Tumor wizardry wards off attacks from immune system

Like the fictional wizard Harry Potter, some cancerous tumors seem capable of wrapping themselves in an invisibility cloak.

School of Medicine researchers have found that pancreatic tumors hide from the body’s immune surveillance by surrounding themselves with cells that make it hard for the immune system to detect them.

David Linehan
David Linehan

The tumor-protecting cells are white blood cells called regulatory T cells, or T-reg for short. Under ordinary circumstances, T-reg cells inhibit immune components responsible for killing unwanted cells — this allows T-reg cells to help prevent autoimmune reactions.

The scientists discovered that cancerous cells take advantage of T-reg cells’ suppressor ability, enlisting them to keep the immune system at bay. Their report appears in the July/August issue of the Journal of Immunotherapy.

“Earlier, we found that T-reg cells are much more prevalent in patients with breast cancer and pancreatic cancer than in healthy patients,” said David C. Linehan, M.D., associate professor of surgery and a researcher with the Siteman Cancer Center. “The new findings show that tumors are directly responsible for the increase of T-reg cells and can attract T-reg cells to their vicinity. This could be one way for tumors to evade immune surveillance.”

Linehan said he believes this could explain the failure of many experimental anti-cancer vaccines. Such vaccines are designed to rev up the immune response to cancer cells so that the immune system can attack tumors. But a tumor shielded with T-reg cells could potentially circumvent the immune system’s attack and remain safe.

In mice implanted with pancreatic cancer, the researchers demonstrated that tumor growth caused an increase in T-reg cells in both the blood stream and in lymph nodes leading from the tumors.

When the research team blocked a signaling molecule that pancreatic tumors secrete in abundance, T-reg cells were no longer present in the tumor-draining lymph nodes, suggesting that this signaling molecule, referred to as TGF-beta, has an important role in weaving a tumor’s cloak of invisibility.

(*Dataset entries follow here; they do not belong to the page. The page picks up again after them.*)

Issue #3211, opened 2021-07-02
Fallback to Pandas and mixed types


AlexHellen:
### System information
WIndows10
0.10.0
Python 3.7
- **Code we can use to reproduce**:

### Describe the problem
Types get mixed up betweean regular pandas and modin, causing problems in the following functions

### Source code / logs
import modin.pandas as pd
df1 = pd.DataFrame(data = [[10], [20], [70]], index = ['USD', 'CHF', 'EUR'], columns=['curr'])
print (type(df1.index))
print(type(df1.curr))

Result:
<class 'pandas.core.indexes.base.Index'>
<class 'modin.pandas.series.Series'>

As a consequence for example:

import plotly.express as px
fig = px.pie(df1, names=df1.index, values = df1.curr, title='Curr Anteil an Cashflows')
fig.show()

Yields:
ValueError: The truth value of a Series is ambiguous. Use a.empty, a.bool(), a.item(), a.any() or a.all().

Workaround:
fig = px.pie(df1, names=df1.index, values = df1.curr._to_pandas(), title='Curr Anteil an Cashflows')
fig.show()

Such information could lead to a method for blocking tumors from using T-reg cells for protection. Other research by Linehan and colleagues showed that in mice with pancreatic cancer, simply depleting T-reg cells slowed tumor growth and increased survival time.

“We’re looking at several potential ways to interfere with tumor recruitment of T-reg cells,” Linehan said. “We’d like to see these findings advance cancer immunotherapy. We want to find a way to actively suppress T-reg cells and at the same time actively evoke an immune response to tumor-specific antigens.”

In collaboration with other researchers at the School of Medicine, Linehan is planning to set up a clinical trial that pairs T-reg depletion with anti-cancer vaccine as a therapy for pancreatic cancer patients.

“We’re attacking the problem from different angles hoping to translate these findings to our patients,” Linehan said. “Right now, no effective treatment exists for pancreatic cancer.”